This One Summer by Mariko Tamaki and Jillian Tamaki (illustrator)
Graphic Novel
2014 First Second
Finished on February 18, 2016
Rating: 3/5 (Good)

Publisher's Blurb:

Rose and Windy are summer friends whose families have visited Awago Beach for as long as they can remember. But this year is different, and they soon find themselves tangled in teen love and family crisis. From the creators of Skim comes an investigation into the mysterious world of adults.

Sure, Rose’s dad is still making cheesy and embarrassing jokes, but her mother is acting like she doesn’t even want to be there. Plus, being at the cottage isn’t just about going to the beach anymore. Now Rose and Windy are spend a lot of their time renting scary movies and spying on the teenagers who work at the corner store, as well as learning stuff about sex no one mentioned in health class.

Pretty soon everything is messed up. Rose’s father leaves the cottage and returns to the city, and her mother becomes more and more withdrawn. While her family is falling to pieces, Rose focuses her attention on Dunc, a teenager working at the local corner store. When Jenny, Dunc’s girlfriend, claims to be pregnant, the girls realize that the teenagers are keeping just as many secrets as the adults in their lives.

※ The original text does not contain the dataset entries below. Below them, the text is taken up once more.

Issue #705, opened 2026-04-06
Add ABS Challenges to dataset and layouts


tracerrx:
Add remaining ABS challenges for each team to the internal dataset from the API and integrate them into each layout.

<img width="2880" height="2160" alt="Image" src="https://github.com/user-attachments/assets/97a98d69-137c-4722-887d-48fca22d13c2" />

WardBrian:
Interesting that this information is being displayed prominently, while I don't recall the same treatment ever being given to normal replay review challenges on a scorebug

tracerrx:
Thats a valid point... I liked having the ABS challenges up there though...  Maybe because it's "new and shiny"

gotopes:
for whoever might want to implement this:

https://statsapi.mlb.com/api/v1.1/game/(gamePk here)/feed/live   URL call

look for: 

 "absChallenges": {
      "hasChallenges": true,
      "away": {
        "usedSuccessful": 1,
        "usedFailed": 2,
        "remaining": 0
      },
      "home": {
        "usedSuccessful": 0,
        "usedFailed": 1,
        "remaining": 1

If you also want to add mound visits, not that much further away from the ABS data:

   "moundVisits": {
      "away": {
        "used": 2,
        "remaining": 3
      },
      "home": {
        "used": 0,
        "remaining": 5

WardBrian:
#759

PR #759, opened 2026-06-03
ABS indicator

twfarley:
Adds a colon-style indicator to the right of the score on the live-game screen that shows each manager's remaining ABS challenges. Lit (bright yellow) squares are available; dim (mustard) squares are spent. Fills from the bottom up — when one is used, the top square dims first.
   
  - New `Game.abs_challenges_remaining(side)` pulls `gameData.absChallenges.<side>.remaining`; `API_FIELDS` extended to include the field
  - `Scoreboard` exposes `away_abs_challenges` / `home_abs_challenges`, defaulting to 2 when the API hasn't populated the field 
  - New `render_abs_challenges` is called from `MainRenderer` **after** `render_team_banner` so the squares sit on top of the team-background fill; gated by `status.is_live(...)` so it only shows on live games
  - Schema additions:
    - `teams.line_score.show_abs_challenges` (bool, default `true`) — the on/off toggle, sibling of `show_hits_and_errors`
    - `teams.abs_challenges` — per-side `{x, size, squares}` for placement
    - Two new color keys: `abs_challenges.available` (yellow) and `abs_challenges.used` (dim mustard)
  - Per-size defaults added to all 6 example coord files. `w128h64` and `w192h64` shift `line_score.x` slightly left to make room for the 3×3 colon; smaller screens use 2×2 squares.
   
  ## Test plan
  - [x] `python -m unittest discover` — 94 tests pass
  - [x] `black --check`, `mypy`, `python -m schemas --check` all clean
  - [x] Verified in emulator at `w128h64` during a live game — indicator visible, fills from bottom on spend
  - [x] Reviewer: spot-check the smaller layouts (`w32h32`, `w64h32`) for cramped placement


twfarley:
This would address #705

renderers/main.py
```diff
@@ -143,6 +143,11 @@ def __draw_game(self, game: Game):
             show_score=not status.is_pregame(game.status()),
         )
 
+        # ABS challenge indicators sit on top of the team-banner background,
+        # so render them after the banner -- and only while the game is live.
```
ty-porter: Sounds like we want this in `teams.render_team_banner()` between background and any text, otherwise in theory we could draw over team names or scores

🙃 as much as I hate threading more state parameters through those methods

ty-porter (commented):
Very excited for this, happy to help test various sizes if you need

ty-porter (approved):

Dipping my toes into another graphic novel, I am happy to say that I enjoyed this one better than The Sculptor (which I read shortly before This One Summer). This is a quiet novel with not much of a plot, but the drawings are lovely and I could easily go back and re-read the book, spending time just looking at the intricate details of Jillian's exquisite artwork, all the while skipping the text. I was a little put-off by the constant barrage of profanity, which felt a bit gratuitous, but given our culture and the casual usage of F-bombs in restaurants, stores and parks, I guess I shouldn't be all that surprised.





Final Thoughts:

This One Summer was awarded the Caldecott Honor in 2015. The book contains a fair amount of profanity and sexual content and has thus received some criticism with regard to its target audience. If it were a movie, I'd say it should be rated PG-13. Recommend with reservations.

6 comments:

  1. Yeah, I'm the same way when it comes to profanity but I'm often shocked when people use it publicly so I know I'm an old fuddy-duddy. This book still appeals to me.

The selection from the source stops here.